▽
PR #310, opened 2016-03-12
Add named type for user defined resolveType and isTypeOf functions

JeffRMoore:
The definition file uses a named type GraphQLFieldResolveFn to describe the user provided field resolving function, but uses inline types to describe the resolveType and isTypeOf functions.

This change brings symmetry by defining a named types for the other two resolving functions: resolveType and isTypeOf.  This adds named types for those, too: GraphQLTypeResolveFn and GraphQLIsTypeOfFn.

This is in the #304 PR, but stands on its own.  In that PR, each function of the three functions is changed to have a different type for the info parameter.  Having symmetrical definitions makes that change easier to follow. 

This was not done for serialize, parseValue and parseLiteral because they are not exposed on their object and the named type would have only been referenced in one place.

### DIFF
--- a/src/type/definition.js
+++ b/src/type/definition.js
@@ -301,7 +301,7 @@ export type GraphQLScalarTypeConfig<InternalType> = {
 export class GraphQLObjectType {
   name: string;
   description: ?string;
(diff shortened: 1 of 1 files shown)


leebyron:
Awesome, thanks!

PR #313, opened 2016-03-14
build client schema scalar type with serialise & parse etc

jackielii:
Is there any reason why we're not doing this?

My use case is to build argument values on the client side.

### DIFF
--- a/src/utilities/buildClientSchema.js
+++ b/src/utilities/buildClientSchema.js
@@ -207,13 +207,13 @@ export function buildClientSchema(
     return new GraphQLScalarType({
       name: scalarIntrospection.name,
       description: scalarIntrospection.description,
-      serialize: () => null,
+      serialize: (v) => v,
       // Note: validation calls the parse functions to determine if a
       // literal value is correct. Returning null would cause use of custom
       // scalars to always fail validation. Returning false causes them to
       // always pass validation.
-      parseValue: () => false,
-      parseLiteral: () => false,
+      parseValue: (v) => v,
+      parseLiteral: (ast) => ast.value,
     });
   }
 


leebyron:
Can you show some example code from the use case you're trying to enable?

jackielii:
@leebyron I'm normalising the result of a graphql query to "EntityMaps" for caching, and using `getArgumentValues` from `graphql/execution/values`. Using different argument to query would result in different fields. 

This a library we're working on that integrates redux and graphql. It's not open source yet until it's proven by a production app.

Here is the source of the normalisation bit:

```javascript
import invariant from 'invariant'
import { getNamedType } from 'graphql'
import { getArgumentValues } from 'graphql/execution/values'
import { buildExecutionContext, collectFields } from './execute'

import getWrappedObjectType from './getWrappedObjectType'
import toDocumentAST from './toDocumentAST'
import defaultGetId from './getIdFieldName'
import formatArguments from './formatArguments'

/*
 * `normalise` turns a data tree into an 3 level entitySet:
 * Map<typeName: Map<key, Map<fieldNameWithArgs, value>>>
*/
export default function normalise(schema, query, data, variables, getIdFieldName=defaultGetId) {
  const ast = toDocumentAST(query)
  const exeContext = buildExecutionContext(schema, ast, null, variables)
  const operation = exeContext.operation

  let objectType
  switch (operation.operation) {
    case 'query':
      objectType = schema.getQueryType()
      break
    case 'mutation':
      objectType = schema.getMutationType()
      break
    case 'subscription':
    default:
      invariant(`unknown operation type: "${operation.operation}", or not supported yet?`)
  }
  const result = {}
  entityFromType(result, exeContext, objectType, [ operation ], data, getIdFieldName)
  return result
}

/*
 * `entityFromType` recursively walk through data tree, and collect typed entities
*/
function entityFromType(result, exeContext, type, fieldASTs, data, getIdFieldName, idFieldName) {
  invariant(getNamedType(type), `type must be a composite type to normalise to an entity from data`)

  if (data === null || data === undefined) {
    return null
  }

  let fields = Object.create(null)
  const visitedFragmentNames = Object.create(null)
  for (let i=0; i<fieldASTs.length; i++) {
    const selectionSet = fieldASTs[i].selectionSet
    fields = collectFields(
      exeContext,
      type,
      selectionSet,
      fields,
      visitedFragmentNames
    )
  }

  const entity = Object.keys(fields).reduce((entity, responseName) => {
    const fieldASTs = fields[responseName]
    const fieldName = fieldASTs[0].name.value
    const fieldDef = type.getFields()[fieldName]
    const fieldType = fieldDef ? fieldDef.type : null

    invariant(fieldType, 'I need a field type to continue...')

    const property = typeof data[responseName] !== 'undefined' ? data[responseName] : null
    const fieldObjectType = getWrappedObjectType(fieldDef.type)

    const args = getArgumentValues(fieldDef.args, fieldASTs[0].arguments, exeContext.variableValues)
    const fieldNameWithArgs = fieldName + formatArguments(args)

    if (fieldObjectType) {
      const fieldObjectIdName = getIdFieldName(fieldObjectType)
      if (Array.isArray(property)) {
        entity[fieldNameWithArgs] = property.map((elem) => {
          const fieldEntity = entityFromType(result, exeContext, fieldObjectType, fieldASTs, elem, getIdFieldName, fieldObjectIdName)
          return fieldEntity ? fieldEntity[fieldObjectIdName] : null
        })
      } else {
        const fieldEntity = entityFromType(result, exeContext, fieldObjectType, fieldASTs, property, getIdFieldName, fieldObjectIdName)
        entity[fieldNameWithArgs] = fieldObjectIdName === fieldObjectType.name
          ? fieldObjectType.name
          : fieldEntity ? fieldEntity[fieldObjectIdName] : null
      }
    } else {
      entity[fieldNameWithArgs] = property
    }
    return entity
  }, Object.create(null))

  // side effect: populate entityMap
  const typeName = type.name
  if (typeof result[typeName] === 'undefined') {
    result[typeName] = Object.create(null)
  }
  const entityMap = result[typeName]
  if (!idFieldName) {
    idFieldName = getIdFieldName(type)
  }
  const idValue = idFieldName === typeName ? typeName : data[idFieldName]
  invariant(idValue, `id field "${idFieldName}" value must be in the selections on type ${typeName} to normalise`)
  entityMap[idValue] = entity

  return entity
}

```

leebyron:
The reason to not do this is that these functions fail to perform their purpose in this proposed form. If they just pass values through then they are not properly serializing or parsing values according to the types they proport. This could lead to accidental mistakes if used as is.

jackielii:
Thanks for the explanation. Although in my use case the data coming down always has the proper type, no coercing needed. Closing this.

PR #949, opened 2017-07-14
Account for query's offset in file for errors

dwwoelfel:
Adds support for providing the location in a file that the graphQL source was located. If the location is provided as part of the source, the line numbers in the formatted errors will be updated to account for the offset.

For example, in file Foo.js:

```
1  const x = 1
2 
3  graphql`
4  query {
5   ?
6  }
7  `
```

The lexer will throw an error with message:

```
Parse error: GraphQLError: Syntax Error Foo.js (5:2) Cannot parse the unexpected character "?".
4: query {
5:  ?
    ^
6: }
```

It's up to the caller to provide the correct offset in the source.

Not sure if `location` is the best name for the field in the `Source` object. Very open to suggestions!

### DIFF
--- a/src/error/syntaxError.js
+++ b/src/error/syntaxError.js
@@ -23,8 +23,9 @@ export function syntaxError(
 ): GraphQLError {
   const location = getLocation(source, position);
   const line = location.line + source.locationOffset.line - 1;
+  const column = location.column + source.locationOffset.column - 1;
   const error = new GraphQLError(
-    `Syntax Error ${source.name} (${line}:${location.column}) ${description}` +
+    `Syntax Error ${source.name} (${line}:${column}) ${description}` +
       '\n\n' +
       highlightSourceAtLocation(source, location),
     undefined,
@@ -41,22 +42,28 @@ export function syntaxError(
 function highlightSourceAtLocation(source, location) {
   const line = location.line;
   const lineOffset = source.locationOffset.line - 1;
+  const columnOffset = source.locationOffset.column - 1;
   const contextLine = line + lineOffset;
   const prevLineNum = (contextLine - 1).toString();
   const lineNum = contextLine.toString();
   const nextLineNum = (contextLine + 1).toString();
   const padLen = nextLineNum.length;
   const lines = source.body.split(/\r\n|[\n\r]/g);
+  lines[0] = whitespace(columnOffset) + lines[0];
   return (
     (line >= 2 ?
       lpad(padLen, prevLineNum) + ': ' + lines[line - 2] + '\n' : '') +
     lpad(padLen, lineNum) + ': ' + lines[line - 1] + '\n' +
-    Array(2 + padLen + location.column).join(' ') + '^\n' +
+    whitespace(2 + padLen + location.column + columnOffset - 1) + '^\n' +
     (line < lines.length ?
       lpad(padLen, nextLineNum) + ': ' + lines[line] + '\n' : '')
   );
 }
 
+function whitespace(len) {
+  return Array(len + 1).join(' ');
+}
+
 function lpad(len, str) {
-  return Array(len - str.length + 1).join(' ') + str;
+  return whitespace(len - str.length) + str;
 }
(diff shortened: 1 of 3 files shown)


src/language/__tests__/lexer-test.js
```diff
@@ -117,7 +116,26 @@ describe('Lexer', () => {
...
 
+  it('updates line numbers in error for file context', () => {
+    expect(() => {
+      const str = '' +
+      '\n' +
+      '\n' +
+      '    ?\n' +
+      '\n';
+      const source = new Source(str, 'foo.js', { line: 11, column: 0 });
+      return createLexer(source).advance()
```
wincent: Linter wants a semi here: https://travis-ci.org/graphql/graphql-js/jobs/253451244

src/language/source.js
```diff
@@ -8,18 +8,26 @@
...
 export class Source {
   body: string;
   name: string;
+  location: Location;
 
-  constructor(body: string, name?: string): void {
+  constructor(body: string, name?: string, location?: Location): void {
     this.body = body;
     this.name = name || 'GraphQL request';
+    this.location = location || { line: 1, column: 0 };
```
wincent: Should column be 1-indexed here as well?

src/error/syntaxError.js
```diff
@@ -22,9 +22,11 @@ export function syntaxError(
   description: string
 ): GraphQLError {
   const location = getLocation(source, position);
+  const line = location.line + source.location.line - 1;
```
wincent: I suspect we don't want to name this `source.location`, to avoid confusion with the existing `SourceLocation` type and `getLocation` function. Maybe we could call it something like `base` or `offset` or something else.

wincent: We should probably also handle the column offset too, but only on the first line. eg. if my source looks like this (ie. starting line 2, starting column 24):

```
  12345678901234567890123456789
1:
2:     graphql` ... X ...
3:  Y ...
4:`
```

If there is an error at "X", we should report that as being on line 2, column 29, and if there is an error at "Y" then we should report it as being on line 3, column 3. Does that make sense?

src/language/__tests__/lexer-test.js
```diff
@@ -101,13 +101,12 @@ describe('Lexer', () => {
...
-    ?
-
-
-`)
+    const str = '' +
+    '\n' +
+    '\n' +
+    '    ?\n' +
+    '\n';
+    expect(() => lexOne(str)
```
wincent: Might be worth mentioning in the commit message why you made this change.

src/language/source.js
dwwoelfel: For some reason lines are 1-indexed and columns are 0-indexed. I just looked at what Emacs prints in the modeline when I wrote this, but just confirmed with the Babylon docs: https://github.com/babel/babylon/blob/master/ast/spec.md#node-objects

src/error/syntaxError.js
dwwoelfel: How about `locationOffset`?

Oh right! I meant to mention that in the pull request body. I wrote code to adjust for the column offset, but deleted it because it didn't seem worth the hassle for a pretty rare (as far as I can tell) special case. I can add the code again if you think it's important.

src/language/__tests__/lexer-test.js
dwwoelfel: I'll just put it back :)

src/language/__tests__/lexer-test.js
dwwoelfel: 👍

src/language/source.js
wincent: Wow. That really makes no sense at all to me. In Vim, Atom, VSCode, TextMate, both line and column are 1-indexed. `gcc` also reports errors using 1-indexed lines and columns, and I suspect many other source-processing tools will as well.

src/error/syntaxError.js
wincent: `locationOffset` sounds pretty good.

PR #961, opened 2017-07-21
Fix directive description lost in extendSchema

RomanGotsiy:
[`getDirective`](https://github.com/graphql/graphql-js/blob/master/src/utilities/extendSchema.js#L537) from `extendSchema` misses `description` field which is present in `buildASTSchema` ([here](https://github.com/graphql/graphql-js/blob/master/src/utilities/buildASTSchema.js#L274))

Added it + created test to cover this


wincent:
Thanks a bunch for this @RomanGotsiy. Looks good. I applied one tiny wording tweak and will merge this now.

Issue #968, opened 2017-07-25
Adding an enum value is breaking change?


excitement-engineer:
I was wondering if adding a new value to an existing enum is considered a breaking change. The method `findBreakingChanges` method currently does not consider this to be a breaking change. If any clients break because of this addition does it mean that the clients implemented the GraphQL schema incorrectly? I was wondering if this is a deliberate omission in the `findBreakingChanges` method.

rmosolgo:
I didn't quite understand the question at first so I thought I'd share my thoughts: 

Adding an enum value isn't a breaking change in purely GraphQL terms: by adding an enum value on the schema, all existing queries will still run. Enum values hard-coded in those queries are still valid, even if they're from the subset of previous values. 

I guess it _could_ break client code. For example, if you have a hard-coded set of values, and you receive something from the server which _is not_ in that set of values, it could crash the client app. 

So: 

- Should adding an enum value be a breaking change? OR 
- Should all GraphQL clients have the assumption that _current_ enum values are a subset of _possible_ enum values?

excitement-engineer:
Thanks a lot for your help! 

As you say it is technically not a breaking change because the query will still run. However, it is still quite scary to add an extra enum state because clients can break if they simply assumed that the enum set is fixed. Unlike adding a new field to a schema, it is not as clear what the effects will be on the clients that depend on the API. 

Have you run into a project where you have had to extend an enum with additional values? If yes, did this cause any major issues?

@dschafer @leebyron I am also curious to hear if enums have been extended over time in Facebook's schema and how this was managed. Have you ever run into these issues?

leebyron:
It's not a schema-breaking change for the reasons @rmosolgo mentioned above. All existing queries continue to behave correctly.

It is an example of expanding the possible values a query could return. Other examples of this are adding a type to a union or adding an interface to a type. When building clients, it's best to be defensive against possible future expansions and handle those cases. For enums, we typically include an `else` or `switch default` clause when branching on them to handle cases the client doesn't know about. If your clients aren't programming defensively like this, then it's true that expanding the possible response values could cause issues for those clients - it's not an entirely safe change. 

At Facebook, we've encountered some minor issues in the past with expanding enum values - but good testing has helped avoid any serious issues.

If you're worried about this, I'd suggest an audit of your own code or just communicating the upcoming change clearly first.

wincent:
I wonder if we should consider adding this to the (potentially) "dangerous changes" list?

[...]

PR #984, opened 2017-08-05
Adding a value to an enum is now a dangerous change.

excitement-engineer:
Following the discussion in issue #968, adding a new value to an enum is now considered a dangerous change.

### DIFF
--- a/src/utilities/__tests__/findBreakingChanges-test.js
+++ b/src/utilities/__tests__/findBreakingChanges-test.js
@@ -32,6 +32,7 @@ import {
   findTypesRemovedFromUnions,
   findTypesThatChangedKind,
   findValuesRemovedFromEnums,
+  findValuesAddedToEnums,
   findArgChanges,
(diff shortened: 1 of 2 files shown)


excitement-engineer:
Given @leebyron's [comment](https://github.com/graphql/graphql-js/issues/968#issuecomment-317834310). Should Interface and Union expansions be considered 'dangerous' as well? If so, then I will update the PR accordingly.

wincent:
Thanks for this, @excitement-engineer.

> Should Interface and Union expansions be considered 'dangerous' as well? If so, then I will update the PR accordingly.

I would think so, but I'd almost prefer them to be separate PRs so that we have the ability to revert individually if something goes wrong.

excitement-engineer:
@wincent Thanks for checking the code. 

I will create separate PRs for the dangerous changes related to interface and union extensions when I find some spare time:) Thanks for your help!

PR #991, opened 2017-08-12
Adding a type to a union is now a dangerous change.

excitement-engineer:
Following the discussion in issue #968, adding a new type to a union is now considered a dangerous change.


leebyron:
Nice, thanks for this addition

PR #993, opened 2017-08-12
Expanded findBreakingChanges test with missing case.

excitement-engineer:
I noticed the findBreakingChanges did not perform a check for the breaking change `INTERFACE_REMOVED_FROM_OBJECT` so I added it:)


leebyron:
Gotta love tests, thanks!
△
Write out exactly the lines from the start of the material through the line with "My use case is". No other output is expected.

▶ [Solution for this exercise]
PR #310, opened 2016-03-12
Add named type for user defined resolveType and isTypeOf functions

JeffRMoore:
The definition file uses a named type GraphQLFieldResolveFn to describe the user provided field resolving function, but uses inline types to describe the resolveType and isTypeOf functions.

This change brings symmetry by defining a named types for the other two resolving functions: resolveType and isTypeOf.  This adds named types for those, too: GraphQLTypeResolveFn and GraphQLIsTypeOfFn.

This is in the #304 PR, but stands on its own.  In that PR, each function of the three functions is changed to have a different type for the info parameter.  Having symmetrical definitions makes that change easier to follow. 

This was not done for serialize, parseValue and parseLiteral because they are not exposed on their object and the named type would have only been referenced in one place.

### DIFF
--- a/src/type/definition.js
+++ b/src/type/definition.js
@@ -301,7 +301,7 @@ export type GraphQLScalarTypeConfig<InternalType> = {
 export class GraphQLObjectType {
   name: string;
   description: ?string;
(diff shortened: 1 of 1 files shown)


leebyron:
Awesome, thanks!

PR #313, opened 2016-03-14
build client schema scalar type with serialise & parse etc

jackielii:
Is there any reason why we're not doing this?

My use case is to build argument values on the client side.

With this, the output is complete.